DSM265 for Plasmodium falciparum chemoprophylaxis: a randomised, double blinded, phase 1 trial with controlled human malaria infection

Mihály Sulyok, Thomas Rückle, Alexandra Roth, Raymund E Mürbeth, Stephan Chalon, Nicola Kerr, Sonia Schnieper Samec, Nathalie Gobeau, Carlos Lamsfus Calle, Javier Ibáñez, Zita Sulyok, Jana Held, Tamirat Gebru, Patricia Granados, Sina Brückner, Christian Nguetse, Juliana Mengue, Albert Lalremruata, B Kim Lee Sim, Stephen L Hoffman, Jörg J Möhrle, Peter G Kremsner, Benjamin Mordmüller, Mihály Sulyok, Thomas Rückle, Alexandra Roth, Raymund E Mürbeth, Stephan Chalon, Nicola Kerr, Sonia Schnieper Samec, Nathalie Gobeau, Carlos Lamsfus Calle, Javier Ibáñez, Zita Sulyok, Jana Held, Tamirat Gebru, Patricia Granados, Sina Brückner, Christian Nguetse, Juliana Mengue, Albert Lalremruata, B Kim Lee Sim, Stephen L Hoffman, Jörg J Möhrle, Peter G Kremsner, Benjamin Mordmüller

Abstract

Background: A drug for causal (ie, pre-erythrocytic) prophylaxis of Plasmodium falciparum malaria with prolonged activity would substantially advance malaria control. DSM265 is an experimental antimalarial that selectively inhibits the parasite dihydroorotate dehydrogenase. DSM265 shows in vitro activity against liver and blood stages of P falciparum. We assessed the prophylactic activity of DSM265 against controlled human malaria infection (CHMI).

Methods: At the Institute of Tropical Medicine, Eberhard Karls University (Tübingen, Germany), healthy, malaria-naive adults were allocated to receive 400 mg DSM265 or placebo either 1 day (cohort 1A) or 7 days (cohort 2) before CHMI by direct venous inoculation (DVI) of 3200 aseptic, purified, cryopreserved P falciparum sporozoites (PfSPZ Challenge; Sanaria Inc, Rockville, MD, USA). An additional group received daily atovaquone-proguanil (250-100 mg) for 9 days, starting 1 day before CHMI (cohort 1B). Allocation to DSM265, atovaquone-proguanil, or placebo was randomised by an interactive web response system. Allocation to cohort 1A and 1B was open-label, within cohorts 1A and 2, allocation to DSM265 and placebo was double-blinded. All treatments were given orally. Volunteers were treated with an antimalarial on day 28, or when parasitaemic, as detected by thick blood smear (TBS) microscopy. The primary efficacy endpoint was time-to-parasitaemia, assessed by TBS. All participants receiving at least one dose of chemoprophylaxis or placebo were considered for safety, those receiving PfSPZ Challenge for efficacy analyses. Log-rank test was used to compare time-to-parasitemia between interventions. The trial was registered with ClinicalTrials.gov, number NCT02450578.

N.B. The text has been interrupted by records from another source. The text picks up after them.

PR #3603, opened 2024-05-13
Give `FileDescription::{read, write}` access to the `MiriInterpCx `

### LINKED ISSUE #3572: Give `FileDescription::{read, write}` access to the `InterpCx`
The `read` and `write` methods of `FileDescriptor` should have access to `ecx: &mut InterpCx<'mir, 'tcx, MiriMachine<'mir, 'tcx>>`. This will be needed in the future to support blocking on these operations.

This is a prerequisite for
- https://github.com/rust-lang/miri/issues/3442
- https://github.com/rust-lang/miri/issues/3445

To make that work out in terms of borrowing, I think what we will have to do is clone the `Rc` in the `read`/`write` functions in `unix/fd.rs`, so that we have a fully owned `FileDescriptor` next to a uniquely borrowed `InterpCx`.

Cc @tiif @Luv-Ray
(AFAIK @tiif is still in the design stage so this is not a blocker yet)

Luv-Ray:
fixes #3572

### DIFF
--- a/src/shims/unix/fd.rs
+++ b/src/shims/unix/fd.rs
@@ -7,7 +7,6 @@ use std::collections::BTreeMap;
 use std::io::{self, ErrorKind, IsTerminal, Read, SeekFrom, Write};
 use std::rc::Rc;
 
-use rustc_middle::ty::TyCtxt;
 use rustc_target::abi::Size;
 
 use crate::shims::unix::*;
@@ -22,7 +21,7 @@ pub trait FileDescription: std::fmt::Debug + Any {
         &mut self,
         _communicate_allowed: bool,
         _bytes: &mut [u8],
-        _tcx: TyCtxt<'tcx>,
+        _ecx: &mut MiriInterpCx<'_, 'tcx>,
     ) -> InterpResult<'tcx, io::Result<usize>> {
         throw_unsup_format!("cannot read from {}", self.name());
     }
@@ -32,7 +31,7 @@ pub trait FileDescription: std::fmt::Debug + Any {
         &mut self,
         _communicate_allowed: bool,
         _bytes: &[u8],
-        _tcx: TyCtxt<'tcx>,
+        _ecx: &mut MiriInterpCx<'_, 'tcx>,
     ) -> InterpResult<'tcx, io::Result<usize>> {
         throw_unsup_format!("cannot write to {}", self.name());
     }
@@ -82,7 +81,7 @@ impl FileDescription for io::Stdin {
         &mut self,
         communicate_allowed: bool,
         bytes: &mut [u8],
-        _tcx: TyCtxt<'tcx>,
+        _ecx: &mut MiriInterpCx<'_, 'tcx>,
     ) -> InterpResult<'tcx, io::Result<usize>> {
         if !communicate_allowed {
             // We want isolation mode to be deterministic, so we have to disallow all reads, even stdin.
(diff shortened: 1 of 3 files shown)


src/shims/unix/fd.rs
```diff
@@ -383,9 +390,9 @@ pub trait EvalContextExt<'mir, 'tcx: 'mir>: crate::MiriInterpCxExt<'mir, 'tcx> {
         // `File::read` never returns a value larger than `count`,
         // so this cannot fail.
         let result = file_descriptor
-            .read(communicate, &mut bytes, *this.tcx)?
+            .borrow_mut()
+            .read(communicate, &mut bytes, this)?
             .map(|c| i64::try_from(c).unwrap());
-        drop(file_descriptor);
```
RalfJung, line 388: I think its still good to keep the FD for as short as possible, so please keep the `drop` around.

src/shims/unix/fd.rs
```diff
@@ -421,14 +428,14 @@ pub trait EvalContextExt<'mir, 'tcx: 'mir>: crate::MiriInterpCxExt<'mir, 'tcx> {
         let communicate = this.machine.communicate();
 
         let bytes = this.read_bytes_ptr_strip_provenance(buf, Size::from_bytes(count))?.to_owned();
```
RalfJung, line 430: Cloning the bytes should not be needed any more now that we `dup` the FD, I think?

src/shims/unix/fd.rs
```diff
@@ -370,7 +377,7 @@ pub trait EvalContextExt<'mir, 'tcx: 'mir>: crate::MiriInterpCxExt<'mir, 'tcx> {
             .min(u64::try_from(isize::MAX).unwrap());
         let communicate = this.machine.communicate();
 
-        let Some(mut file_descriptor) = this.machine.fds.get_mut(fd) else {
+        let Some(file_descriptor) = this.machine.fds.dup(fd) else {
```
RalfJung, line 380:
```suggestion
        // We temporarily dup the FD to be able to retain mutable access to `this`.
        let Some(file_descriptor) = this.machine.fds.dup(fd) else {
```

src/shims/unix/fd.rs
```diff
@@ -421,14 +428,14 @@ pub trait EvalContextExt<'mir, 'tcx: 'mir>: crate::MiriInterpCxExt<'mir, 'tcx> {
         let communicate = this.machine.communicate();
 
         let bytes = this.read_bytes_ptr_strip_provenance(buf, Size::from_bytes(count))?.to_owned();
-        let Some(mut file_descriptor) = this.machine.fds.get_mut(fd) else {
+        let Some(file_descriptor) = this.machine.fds.dup(fd) else {
```
RalfJung, line 431:
```suggestion
        // We temporarily dup the FD to be able to retain mutable access to `this`.
        let Some(file_descriptor) = this.machine.fds.dup(fd) else {
```

RalfJung (commented):
Looks good overall, thanks! Just some nits.

src/shims/unix/fd.rs
Luv-Ray: We needs to call `write(communicate, &bytes, this)` later, seems that there is still a conflict if `bytes` holds a 
immutable borrow to `this` :(

src/shims/unix/fd.rs
Luv-Ray: That's right, fixed.

src/shims/unix/fd.rs
RalfJung: Ah, right.

RalfJung:
Looks good! Please squash the commits.

Luv-Ray:
poll :)
Is there anything left for me to do?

Findings: 22 participants were enrolled between Oct 23, 2015, and Jan 18, 2016. Five participants received 400 mg DSM265 and two participants received placebo 1 day before CHMI (cohort 1A), six participants received daily atovaquone-proguanil 1 day before CHMI (cohort 1B), and six participants received 400 mg DSM265 and two participants received placebo 7 days before CHMI (cohort 2). Five of five participants receiving DSM265 1 day before CHMI and six of six in the atovaquone-proguanil cohort were protected, whereas placebo recipients (two of two) developed malaria on days 11 and 14. When given 7 days before CHMI, three of six volunteers receiving DSM265 became TBS positive on days 11, 13, and 24. The remaining three DSM265-treated, TBS-negative participants of cohort 2 developed transient submicroscopic parasitaemia. Both participants receiving placebo 7 days before CHMI became TBS positive on day 11. The only possible DSM265-related adverse event was a moderate transient elevation in serum bilirubin in one participant.

Interpretation: A single dose of 400 mg DSM265 was well tolerated and had causal prophylactic activity when given 1 day before CHMI. Future trials are needed to investigate further the use of DSM265 for the prophylaxis of malaria.

Funding: Global Health Innovative Technology Fund, Wellcome Trust, Bill & Melinda Gates Foundation through Medicines for Malaria Venture, and the German Center for Infection Research.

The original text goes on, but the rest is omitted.